[[ Information given open ]]
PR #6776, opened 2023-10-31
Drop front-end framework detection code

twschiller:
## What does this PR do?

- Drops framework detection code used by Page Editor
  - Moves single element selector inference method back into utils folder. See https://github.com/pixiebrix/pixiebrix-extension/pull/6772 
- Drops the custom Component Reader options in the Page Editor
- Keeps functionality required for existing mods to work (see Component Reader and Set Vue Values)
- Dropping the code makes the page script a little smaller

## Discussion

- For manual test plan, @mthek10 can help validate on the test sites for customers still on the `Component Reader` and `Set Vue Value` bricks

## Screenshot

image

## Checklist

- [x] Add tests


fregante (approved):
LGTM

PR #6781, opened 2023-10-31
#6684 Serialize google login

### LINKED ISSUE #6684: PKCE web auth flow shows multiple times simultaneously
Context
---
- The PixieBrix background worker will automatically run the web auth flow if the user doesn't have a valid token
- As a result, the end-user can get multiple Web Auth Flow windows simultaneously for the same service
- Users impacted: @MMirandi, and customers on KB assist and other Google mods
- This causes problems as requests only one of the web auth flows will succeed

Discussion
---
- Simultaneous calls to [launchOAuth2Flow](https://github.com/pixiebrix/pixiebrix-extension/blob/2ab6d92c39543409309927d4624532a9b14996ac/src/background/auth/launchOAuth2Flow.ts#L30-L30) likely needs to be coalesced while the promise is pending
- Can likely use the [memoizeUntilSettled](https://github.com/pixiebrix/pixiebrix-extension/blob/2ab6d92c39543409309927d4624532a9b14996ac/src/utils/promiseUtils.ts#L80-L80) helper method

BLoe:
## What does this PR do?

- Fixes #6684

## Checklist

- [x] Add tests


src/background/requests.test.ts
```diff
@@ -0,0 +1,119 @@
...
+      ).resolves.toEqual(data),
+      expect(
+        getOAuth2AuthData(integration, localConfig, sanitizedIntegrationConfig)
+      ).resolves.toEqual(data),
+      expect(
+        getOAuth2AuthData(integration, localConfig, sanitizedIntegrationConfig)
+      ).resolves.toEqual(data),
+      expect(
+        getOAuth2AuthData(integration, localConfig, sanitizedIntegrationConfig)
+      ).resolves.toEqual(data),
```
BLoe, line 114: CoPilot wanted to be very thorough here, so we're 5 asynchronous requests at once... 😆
[[ Information given closed ]]
[[ Information given open ]]
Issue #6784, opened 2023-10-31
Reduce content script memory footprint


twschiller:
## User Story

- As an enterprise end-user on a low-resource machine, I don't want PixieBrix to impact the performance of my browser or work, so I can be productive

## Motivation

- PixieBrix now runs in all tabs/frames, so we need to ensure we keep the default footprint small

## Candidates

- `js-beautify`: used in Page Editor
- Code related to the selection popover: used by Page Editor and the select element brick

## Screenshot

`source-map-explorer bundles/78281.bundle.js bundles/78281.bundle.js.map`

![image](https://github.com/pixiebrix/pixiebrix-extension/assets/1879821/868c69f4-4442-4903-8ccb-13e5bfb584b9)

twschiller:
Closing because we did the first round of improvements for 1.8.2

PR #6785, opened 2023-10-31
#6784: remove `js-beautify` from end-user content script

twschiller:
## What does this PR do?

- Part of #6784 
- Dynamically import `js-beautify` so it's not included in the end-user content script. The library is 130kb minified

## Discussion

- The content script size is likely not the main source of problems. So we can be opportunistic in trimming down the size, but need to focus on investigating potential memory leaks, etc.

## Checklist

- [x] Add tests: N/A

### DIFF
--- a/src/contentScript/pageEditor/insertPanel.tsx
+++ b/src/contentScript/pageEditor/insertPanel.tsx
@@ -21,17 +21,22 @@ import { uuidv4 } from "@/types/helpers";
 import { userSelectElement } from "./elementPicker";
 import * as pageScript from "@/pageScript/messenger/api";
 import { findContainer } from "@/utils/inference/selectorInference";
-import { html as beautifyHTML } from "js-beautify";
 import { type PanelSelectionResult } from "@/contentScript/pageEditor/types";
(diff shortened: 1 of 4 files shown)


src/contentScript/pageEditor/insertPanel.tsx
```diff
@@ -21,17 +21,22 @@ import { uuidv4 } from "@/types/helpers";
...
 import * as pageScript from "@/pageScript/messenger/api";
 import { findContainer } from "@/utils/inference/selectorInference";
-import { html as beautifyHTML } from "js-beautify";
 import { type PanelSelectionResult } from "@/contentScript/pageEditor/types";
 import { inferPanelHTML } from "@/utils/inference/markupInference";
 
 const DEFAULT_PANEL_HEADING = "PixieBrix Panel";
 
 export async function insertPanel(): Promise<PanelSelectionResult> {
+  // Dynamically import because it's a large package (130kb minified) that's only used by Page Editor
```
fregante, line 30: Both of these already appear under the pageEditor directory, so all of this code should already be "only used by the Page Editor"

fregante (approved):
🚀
[[ Information given closed ]]
§ Problem to solve:
Return every line of the entries above that the string "contentScript" appears in.

§ Your response:
--- a/src/contentScript/pageEditor/insertPanel.tsx
+++ b/src/contentScript/pageEditor/insertPanel.tsx
 import { type PanelSelectionResult } from "@/contentScript/pageEditor/types";
src/contentScript/pageEditor/insertPanel.tsx
 import { type PanelSelectionResult } from "@/contentScript/pageEditor/types";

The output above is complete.